Marula Lane in Karen does not announce itself loudly. The suburb has long resisted the impulse to perform, and Under the Swahili Tree belongs entirely to that tradition. It sits in a garden, shaded by the mature trees that give it its name, with a five-foot live-fire charcoal grill at its heart and a wood-fired pizza oven working alongside it. On any given day, the smell of Swahili spices and smoking hardwood drifts across the compound before you see the restaurant itself. This is not an accident — it is a deliberate statement of intent about the kind of cooking that happens here.
The menu takes the coastal Swahili culinary tradition — spiced meats, coconut-based curries, citrus-forward marinades, the East African instinct for layering aromatics — and uses it as a framework for genuine creativity. Snapper tacos. Crab burgers. Lamb tagine. Wood-fired pizzas made with house-milled dough. Home-smoked red snapper kedgeree with coconut rice and quail eggs for breakfast. The Full Kenyan, which replaces the British banger with a goat croquette and emerges significantly the better for it. The range is wide without being unfocused; the thread running through everything is quality of produce and the flavour-building that live fire enables.

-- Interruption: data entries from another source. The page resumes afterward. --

PR #483, opened 2021-06-30
Actually enable AvoidDiskWrites (again)

SkewedZeppelin:
Added in 18682e4b974b0dff0120c9ae48cadb597387925f
Enabled in 410ae032564e0a57b3df20391b7023085087d628
Disabled in e78c27bfb0db5cf7e4ea18ff23645e432bd00224
Enabled in 74fce069df64b5cd35003c8bad75cc0f0a2622d2
Disabled in d6ebcd7ef7771fa0ef42e3b7271e131eec246c69

Why has this not just been left on? If it is useful for debugging, put it behind a variable maybe?

### DIFF
--- a/orbotservice/src/main/java/org/torproject/android/service/OrbotService.java
+++ b/orbotservice/src/main/java/org/torproject/android/service/OrbotService.java
@@ -536,7 +536,7 @@ public class OrbotService extends VpnService implements TorServiceConstants, Orb
         extraLines.append("\n");
 
         extraLines.append("RunAsDaemon 0").append('\n');
-        extraLines.append("AvoidDiskWrites 0").append('\n');
+        extraLines.append("AvoidDiskWrites 1").append('\n');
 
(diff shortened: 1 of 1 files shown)


n8fr8:
There were different opinions on how to might be impacting performance and stability. We will make a decision and document it, as well as add a setting option for it.

n8fr8:
AvoidDiskWrites 0|1
If non-zero, try to write to disk less frequently than we would otherwise. This is useful when running on flash memory or other media that support only a limited number of writes. (Default: 0)

I think we want it on 0 because that is the default, and flash media in this context doesn't have a "limited number of writes".

SkewedZeppelin:
https://source.android.com/devices/tech/perf/flash-wear
https://www.snia.org/sites/default/files/SDCEMEA/2020/6%20-%20Aviad%20Zuck%20Apps%20can%20quickly%20destroy.pdf

4-FLOSS-Free-Libre-Open-Source-Software:
> I think we want it on 0 because that is the default, and flash media in this context doesn't have a "limited number of writes".

All devices this app is running on have limited number of writes, both on eMMC or sdcards or SSDs, because this we want it on 1 as default.

PR #487, opened 2021-07-05
Remove old default bridge

cohosh:
Someone pointed out to us that this bridge line (which is an old Tor Browser default bridge) is still in orbot.

This was removed from Tor Browser with commit https://gitlab.torproject.org/tpo/applications/tor-browser-build/-/commit/e8b008d6eb90c8ea06a2562ecda9341ea7a380f5


n8fr8:
I suppose with Moat support, we may not even need to have built in bridges anymore?

PR #492, opened 2021-07-10
Disable pdnsd debug log

SkewedZeppelin:
This output is never read by Orbot and is only accessible to those who are rooted.

Alternative and preferred option for https://github.com/guardianproject/orbot/pull/491

https://github.com/guardianproject/orbot/commit/7cd5a2884d3d2980c92b323ad3191afe48736c38#diff-72e79c1e7b70841e61823714bd77d0abd6ed1166663fea3f6969b20bad5dc5e1R420


syphyr:
I can confirm that pdnsd.debug is no longer created with this commit.

PR #507, opened 2021-08-01
Fixes #505: Custom bridges Send to Email feature 

### LINKED ISSUE #505: Custom bridges "Send to Email" feature does not include Subject or Body message
Custom bridges "Send to Email" feature does not include Subject or Body message on **Pixel** Android 11. I believe this also affects **Samsung** devices as well. The subject and body text should be encoded as url params on the email address for this to work.

sisbell:


n8fr8:
This does fix the sending an email with the proper subject issue. Unfortunately, the response we get back from bridges@torproject.org isn't very useful... copy and pasting the bridge lines in directly doesn't seem to work, and the QR code isn't encoded with a proper bridgeqr URL format.... something to work on in another ticket.

sisbell:
I was able to import bridges successfully by opening the gmail client on my laptop, double clicking the QR code to expand all edges of the image, and then scanning the QR code.

However, I couldn't highlight the bridge fields in the gmail client for copying to Orbot. So this use case fails for me as well on Android.

n8fr8:
I will test scanning the QR code again. It didn't work for me.

I do think we should also add the bridgeqr:// format links into the bridges response email, so that people receiving emails on mobile phones can just tap the link to set the bridges.

Some history here:
https://gitlab.torproject.org/tpo/anti-censorship/bridgedb/-/issues/12639
https://gitlab.torproject.org/tpo/anti-censorship/bridgedb/-/issues/11345

Issue #501, opened 2021-07-31
Duplicate Config Info in Build Files


sisbell:
There is a lot of duplication of code in the build files. This makes it harder to manage dependencies and configurations.

PR #510, opened 2021-08-03
Use Gradle Version Catalog

sisbell:
The toml version file is in the gradle directory.  I realize this may require some discussion since it is a new way of doing things. I based this branch off of #501. Also cleaned out unused dependencies and added the compile time dependencies that were brought in transitively from the orbotservice module to the app modules.


sisbell:
I rebased the branch with the latest master and pushed the changes to this branch.

n8fr8:
Thanks for all this work in helping us clean up and organize the dependencies. The only issue I have with it is that the libs.versions.toml file doesn't show up in Android Studio for some reason. If we called it "dependencies.gradle" perhaps it would?

PR #511, opened 2021-08-08
Fix Issue #498 Missing VPN App Icons 

### LINKED ISSUE #498: Firefox does not show on the VPN list
Android 11
Galaxy 20

When I select Firefox from the VPN mode list it doesn't show on the Tor-Enabled Apps list.[
Screenshot_20210702-133102_Orbot
](url)

bitmold:
- Some apps will were not showing on the main Orbot Screen 
- This allows a variable number of apps to be shown (previously the UI would break and the apps would spill off of the screen) 
- moved a lot of UI logic from Java to XML too

The first commit of this PR fixes #498 but is not very performant. The bug had to do with occasionally inaccurate information being written to disk when users selected apps for "torification". The first commit completely fixes the bug, however has to perform somewhat expensive logic to get around how the incorrect data was being written to disk. 

The second commit makes the UI logic fast and introduces a change to Orbot where the correct data is written to disk. This will mean that users will have to reopen the app selection screen to see their apps on the main screen. It doesn't actually stop an app, say Firefox, that never appeared on the main screen from going through Tor, so I think it's worth committing.

### DIFF
--- a/app/src/main/java/org/torproject/android/OrbotMainActivity.java
+++ b/app/src/main/java/org/torproject/android/OrbotMainActivity.java
@@ -87,9 +87,12 @@ import java.net.URLDecoder;
 import java.text.NumberFormat;
 import java.util.ArrayList;
 import java.util.Date;
+import java.util.HashMap;
 import java.util.List;
 import java.util.Locale;
+import java.util.Map;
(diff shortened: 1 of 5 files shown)


n8fr8:
Working well, thanks!

PR #1040, opened 2017-05-02
KDF SP800-56A: Single-step version

flowher:
Patch implements hash and HMAC based concatenation KDF as according to SP800-56A revision 2.
This change is needed in order to support RFC 4880 (ECDH)
Patch includes test vectors which were generated with BouncyCastle (hash based KDF) and cryptography.io (HMAC based KDF)


flowher:
argh.... 32bit vs 64bit...

src/lib/kdf/sp800_56a/sp800_56a.cpp
```diff
@@ -0,0 +1,99 @@
+/*
+* KDF defined in NIST SP 800-56a (Approved Alternative 1)
+*
+* (C) 2017 Ribose Inc.
+* Written by Krzysztof Kwiatkowski.
```
webmaster128: Could you write that into one line to make it easier to add years and additional authors.

src/lib/kdf/sp800_56a/sp800_56a.h
```diff
@@ -0,0 +1,59 @@
+/*
+* KDF defined in NIST SP 800-56a revision 2 (Single-step key-derivation function)
+*
+* (C) 2017 Ribose Inc.
+* Written by Krzysztof Kwiatkowski.
```
webmaster128: same here

src/lib/kdf/sp800_56a/sp800_56a.cpp
```diff
@@ -0,0 +1,99 @@
...
+
+#include <botan/sp800_56a.h>
+#include <botan/hmac.h>
+#include <botan/scan_name.h>
+#include <botan/exceptn.h>
+
+namespace Botan {
+
+namespace {
+static const uint64_t MAX_REPS = (2ULL << 32);
```
webmaster128: static in a cpp file and anonymous namespace is basically the same thing for variables, so the "static" keyword should be removed here;

Regarding naming: The value you define here is not a maximum but a strict upper bound, right?

Regarding value: this is shifting binary 11 to the left, which does not end up as 2^32

flowher: ah... of course! Thanks!

randombit:
Thank you! FYI I made some changes after merging, specifically I did not really like the use of a template for the `SP800_56A` class (it's not really obvious to a user that they can't use say a block cipher as the aux function, and such an error would be diagnosed as a link failure which is not so friendly), so split it out into `SP800_56A_Hash` and `SP800_56A_HMAC` classes which take the respective types.

The code to handle the requirements of sec 5.8.1.1 wrt an empty salt is made much simpler when you realize that with HMAC,  a key of all zeros of the length of the hash block size is precisely equivalent to an empty key, so `hmac->set_key(salt, salt_len)` works for both empty and non-empty salt cases. :) The wording in the NIST SP does not make this obvious.

flowher:
Ah, yes. That's right.
Thanks !

PR #1041, opened 2017-05-03
Make botan2.py pylint compliant and integrate into CI

webmaster128:
btw.: how stable does this file need to be? I would be great if we could rename classes to CamelCase

### DIFF
--- a/src/python/botan2.py
+++ b/src/python/botan2.py
@@ -30,7 +30,7 @@ if sys.platform == 'darwin':
 else:
     botan = CDLL('libbotan-2.so') # pylint: disable=invalid-name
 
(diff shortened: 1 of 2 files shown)


webmaster128:
Only diff hits missing in this PR, which is out of scope for this pice of work

randombit:
@webmaster128 I guess there is nothing really firmly stating the Python API is 'stable'/'frozen'/whatever-you-want-to-call-it, but not sure we want to go crazy with it either. But for this particular case can't we just rename them to CamelCase and then add compatibility 'typedefs' like `hash_function = HashFunction`? Then any code written against the 2.0/2.1 Python modules still works but new code can use the Pythonic names.

PR #1043, opened 2017-05-06
Fix CMake Generator for visual studio

RyuheiMori:
details:
-Most of CMake commands accept only unix style path
-Visual Stduio Generator allows mutiple configurations (debug;release)
-Name collsion of static libary and dynamic libary and exe
-Mismatch of dllexport/dllimport
-Allows "x86_64:avx2" in isa flags

python configure.py --with-cmake --cpu=x64 & cmake . -A x64 -G"Visual Studio 14 2015"

### DIFF
--- a/configure.py
+++ b/configure.py
@@ -1447,11 +1447,16 @@ def gen_bakefile(build_config, options, external_libs):
 
 
 class CmakeGenerator(object):
-    def __init__(self, build_paths, using_mods, cc, options):
+    def __init__(self, build_paths, using_mods, cc, options, template_vars):
         self._build_paths = build_paths
         self._using_mods = using_mods
         self._cc = cc
         self._options = options
+        self._template_vars = template_vars
+
+    @staticmethod
+    def _escape(str):
+        return str.replace('(','\\(').replace(')','\\)').replace('#','\\#').replace('$','\\$')
 
     @staticmethod
     def _create_target_rules(sources):
@@ -1467,7 +1472,7 @@ class CmakeGenerator(object):
                 if source_path == mod_source:
                     libs_or_frameworks_needed = True
                     for isa in using_mod.need_isa:
-                        target['sources'][source_path]['isa_flags'].add(self._cc.isa_flags[isa])
+                        target['sources'][source_path]['isa_flags'].add(self._cc.isa_flags_for(isa,self._template_vars['arch']))
         if libs_or_frameworks_needed:
             if self._options.os in using_mod.libs:
                 for lib in using_mod.libs[self._options.os]:
@@ -1481,8 +1486,9 @@ class CmakeGenerator(object):
         fd.write('set(%s\n' % target_name)
         sorted_sources = sorted(target['sources'].keys())
         for source in sorted_sources:
-            fd.write('    ${CMAKE_CURRENT_LIST_DIR}%s%s\n' % (os.sep, os.path.normpath(source)))
+            fd.write(('    ${CMAKE_CURRENT_LIST_DIR}%s%s\n' % (os.sep, os.path.normpath(source))).replace('\\','\\\\'))
         fd.write(')\n\n')
+        fd.write('to_cmake_paths("${%s}" %s)\n\n' %(target_name,target_name))
 
     @staticmethod
     def _generate_target_source_files_isa_properties(fd, target):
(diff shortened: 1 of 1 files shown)


configure.py
```diff
@@ -1481,8 +1487,9 @@ def _generate_target_sources_list(fd, target_name, target):
         fd.write('set(%s\n' % target_name)
         sorted_sources = sorted(target['sources'].keys())
         for source in sorted_sources:
-            fd.write('    ${CMAKE_CURRENT_LIST_DIR}%s%s\n' % (os.sep, os.path.normpath(source)))
+            fd.write(('    ${CMAKE_CURRENT_LIST_DIR}%s%s\n' % (os.sep, os.path.normpath(source))).replace('\\', '\\\\'))
```
webmaster128: Why keep the os.sep and backward slashes in this place? Maybe we should have a cmake_normpath function in Python, that does os.path.normpath and replace("\\", "/").

This makes it easier to review the generated cmake file and to_cmake_paths becomes obsolete, right?

configure.py
```diff
@@ -1496,17 +1503,43 @@ def _generate_target_source_files_isa_properties(fd, target):
     @staticmethod
     def _write_header(fd):
         fd.write('cmake_minimum_required(VERSION 2.8.0)\n')
-        fd.write('project(botan LANGUAGES CXX)\n\n')
+        fd.write('project(botan)\n\n')
+        fd.write('if(POLICY CMP0042)\n\n')
```
webmaster128: "\n\n" -> "\n" for the three lines that belong together without empty lines in between

configure.py
```diff
@@ -1496,17 +1503,43 @@ def _generate_target_source_files_isa_properties(fd, target):
...
+        fd.write('cmake_policy(SET CMP0042 NEW)\n\n')
```
webmaster128: This line is in the code twice now

configure.py
```diff
@@ -1496,17 +1503,43 @@ def _generate_target_source_files_isa_properties(fd, target):
...
         fd.write('cmake_policy(SET CMP0042 NEW)\n\n')
+        fd.write('endif()\n\n')
+        fd.write('function(to_cmake_paths paths results)\n')
+        fd.write('    set(_results)\n')
+        fd.write('	foreach(path ${paths})\n')
```
webmaster128: If we still need this function, let's use 4 space indent for all the function body

configure.py
```diff
@@ -1496,17 +1503,43 @@ def _generate_target_source_files_isa_properties(fd, target):
...
     def _write_footer(self, fd, library_link, cli_link, tests_link):
         fd.write('\n')
 
         fd.write('option(ENABLED_OPTIONAL_WARINIGS "If enabled more strict warinig policy will be used" OFF)\n')
         fd.write('option(ENABLED_LTO "If enabled link time optimization will be used" OFF)\n\n')
-
-        fd.write('set(COMPILER_FEATURES %s %s)\n'
+        original_no_optimizations = self._options.no_optimizations
+        original_with_debug_info = self._options.with_debug_info
+        self._options.no_optimizations = False
```
webmaster128: Changing self._options is not what you want to do here, because self._options is a map, which is a reference type in Python. So whenever you touch your reference of self._options, the entire configure script is affected. I know you revert the changes later but this is easily changed into bugs.

Let's take the safe route and create a local copy of the options that you can youse locally for whatever you want and throw away when you're done:

```python
my_local_options = copy.deepcopy(self._options)
```

configure.py
```diff
@@ -1559,10 +1594,9 @@ def generate(self):
             self._add_target_details(tests_target_configuration, module)
             self._add_target_details(cli_target_configuration, module)
 
-        library_target_libs_and_frameworks = '%s %s %s' % (
+        library_target_libs_and_frameworks = '%s %s' % (
             ' '.join(library_target_configuration['frameworks']),
-            ' '.join(library_target_configuration['libs']),
-            self._cc.mach_abi_link_flags(self._options)
+            ' '.join(library_target_configuration['libs'])
```
webmaster128: Let's keep the optional trailing comma, reducing the diff here and for future changes to the list

ksanderon:
@RyuheiMori : current cmake support is little noobish - because it was made by me, only to have some qt-creator/clang-model features for #973 ;) I think, that If you have experience with cmake on windows(and some spare time), we can try to make it much better and implement cmake as alternative for configure.py - at least for linux, mac os x and windows.

I will add to #973 to implement "install" target to cmake (as I forgot about it last time, while it is very useful)(with generation of `botan-config.cmake` to cleanly use `find_package` in user projects).

PR #1044, opened 2017-05-13
Handle IV carryover in CBC, CFB, and stream ciphers

### LINKED ISSUE #864: False assertion 'The nonce is fresh for this message'
We've hit an assertion failure which is introduced in botan 2.0 (since 1.11 dev branch). It breaks the behaviour in botan-1.10, with which we could re-use nonces for encryption. But with botan-2, an assertion failure is triggered.

However, this is how shadowsocks stream protocol is designed, and other cipher suites work perfectly well (including previous version of botan). The rationale behind this assertion is to enforce "better practice" and "better security". However, it should really be up to downstream developers rather than library providers.

This is not a programmatic error, can we remove this assertion? This is effectively breaking the back-compatibility with software that has been written with botan-1.10 that needs this particular behaviour.

References:
https://marc.info/?l=botan-devel&m=145755126216465&w=2
https://github.com/shadowsocks/libQtShadowsocks/issues/104

randombit:
Allow an empty nonce to mean "continue using the current cipher state".

@librehat Can you check this resolves #864 for you?

@neusdan @securitykernel Would like a quick second opinion on this if you have time.


securitykernel:
Looks good to me on a first sight.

The restaurant is open every day from 9am — breakfast through dinner — and the garden serves as an all-day destination in a way that few restaurants in Karen manage. Weekend mornings draw families: there is pizza-making for children, canvas painting in the garden, face painting, and a general atmosphere of unhurried pleasure that the suburbs do better than anywhere else in the city. Lunch is relaxed and well-paced. Dinner, once the lanterns come on and the garden falls into its evening rhythm, is something else entirely.